Provided entries section start

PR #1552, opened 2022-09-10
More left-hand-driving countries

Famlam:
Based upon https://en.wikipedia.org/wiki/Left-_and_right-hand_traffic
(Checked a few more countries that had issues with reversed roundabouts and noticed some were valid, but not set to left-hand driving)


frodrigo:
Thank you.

Provided entries section end

> _Work request_: Please copy out each line in the entries that mentions the string "driving".

> _Task answer_:
More left-hand-driving countries
(Checked a few more countries that had issues with reversed roundabouts and noticed some were valid, but not set to left-hand driving)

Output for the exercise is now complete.